Oman Digital Transformation Market Size and Share
Oman Digital Transformation Market Analysis by Mordor Intelligence
The Oman digital transformation market size stood at USD 2.72 billion in 2025 and is forecast to expand to USD 4.53 billion by 2030, advancing at a 10.74% CAGR during the period. Growth is anchored by Vision 2040 policies that pivot the economy away from hydrocarbons toward knowledge-based activities, a nationwide 5G rollout, and aggressive cloud adoption programs. Software remains the dominant component because ministries and large corporations continue to migrate enterprise resource-planning suites and develop cloud-native applications. At the technology level, Internet of Things platforms underpin smart-city pilots and industrial automation in free zones, while edge-computing demand accelerates as low-latency use cases mature. Large enterprises still command most spending, but small and medium enterprises gain momentum on the back of targeted financing, streamlined licensing, and specialized coaching. Competitive intensity is moderate; global vendors increasingly partner with local service providers to satisfy data-sovereignty mandates and Omanization rules, creating clear opportunities for niche cybersecurity, precision-agriculture, and port-logistics solutions.
Key Report Takeaways
- By component, software led with 41.67% of Oman digital transformation market share in 2024, while telecommunications services are projected to post the fastest 11.32% CAGR through 2030.
- By technology, Internet of Things accounted for 27.13% of the Oman digital transformation market size in 2024; edge computing is forecast to grow at a 12.17% CAGR to 2030.
- By end-user, oil, gas, and utilities held 23.86% of Oman digital transformation market share in 2024; travel and hospitality is set to expand at an 11.83% CAGR through 2030.
- By organization size, large enterprises captured 68.32% revenue in 2024, whereas small and medium enterprises are expected to log a 12.03% CAGR between 2025 and 2030.
- By geography, Muscat commanded 54.12% revenue in 2024 and the rest of Oman is projected to register an 11.07% CAGR during the forecast window .

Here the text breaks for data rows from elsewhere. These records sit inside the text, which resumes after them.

PR #335, opened 2024-09-25
ref(eap): Update interface of eap mutations

untitaker:
https://github.com/getsentry/snuba/pull/6344

### DIFF
--- a/examples/snuba-eap-mutations/mutation-1.json
+++ b/examples/snuba-eap-mutations/mutation-1.json
@@ -1,7 +1,7 @@
 {
   "filter": {
     "organization_id": 1500,
-    "_sort_timestamp": 150,
+    "start_timestamp_ms": 150,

Oman Digital Transformation Market Trends and Insights
Drivers Impact Analysis
| Driver | (~) % Impact on CAGR Forecast | Geographic Relevance | Impact Timeline |
|---|---|---|---|
| Ongoing events and tourism driving automation | +1.8% | Muscat and Salalah | Medium term (2-4 years) |
| Vision 2040 government digital policies and PPP initiatives | +2.4% | National | Long term (≥ 4 years) |
| National 5G rollout accelerating IoT uptake | +2.1% | Urban centers expanding to rural areas | Short term (≤ 2 years) |
| Manufacturing 4.0 investments in free zones | +1.6% | Sohar, Duqm, Salalah | Medium term (2-4 years) |
| Carbon-neutral port operations needing smart logistics | +1.4% | Sohar and Salalah ports | Medium term (2-4 years) |
| Sovereign data-residency mandate fueling local cloud hubs | +1.9% | Muscat, Duqm, Salalah | Short term (≤ 2 years) |
| Source: Mordor Intelligence | |||
Vision 2040 Government Digital Policies and PPP Initiatives
The USD 442 million Government Digital Transformation Program launched in 2022 established an agile funding corridor for e-services modernization, centralized cloud infrastructure, and artificial-intelligence deployment across ministries.[1]U.S. International Trade Administration, “Oman - Information and Communication Technology (ICT),” trade.gov The Oman Government Cloud pools compute and storage resources so agencies can access software-as-a-service offerings without building siloed data centers, cutting capital outlays and shortening project lead times. A USD 250 million budget line is earmarked for AI solutions that support ambitions to rank among the global top 35 on the Government AI Readiness Index by 2030. Newly issued platform regulations standardize cybersecurity, data-governance, and service-quality requirements, giving private providers predictable compliance pathways. The result is a cohesive policy stack that signals long-run commitment, lowers perceived risk, and reinforces investor confidence in the Oman digital transformation market.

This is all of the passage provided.